▸ **EXERCISE GOAL**
Precisely the lines from the one with "(diff shortened: 1 of 4 files shown)" through the end of the data, both included, must make up the response, each restated word for word.

▸ **SOURCE MATERIAL**
PR #298, opened 2024-06-05
Adding update functionality to Deployment Settings resource

IaroslavTitov:
### Summary
- Adding update functionaity using the new replace endpoint for DeploymentSettings

### Testing
- Manual test using Dotnet SDK

### DIFF
--- a/provider/pkg/provider/deployment_settings.go
+++ b/provider/pkg/provider/deployment_settings.go
@@ -488,7 +488,50 @@ func getSecretOrStringValue(prop resource.PropertyValue) string {
 }
 
 func (ds *PulumiServiceDeploymentSettingsResource) Diff(req *pulumirpc.DiffRequest) (*pulumirpc.DiffResponse, error) {
-	return considerAllChangesReplaces(req)
+	olds, err := plugin.UnmarshalProperties(req.GetOlds(), plugin.MarshalOptions{KeepUnknowns: true, SkipNulls: true})
+	if err != nil {
+		return nil, err
+	}
+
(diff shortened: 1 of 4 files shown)


provider/pkg/provider/deployment_settings.go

▸ **TASK SOLUTION**
(diff shortened: 1 of 4 files shown)


provider/pkg/provider/deployment_settings.go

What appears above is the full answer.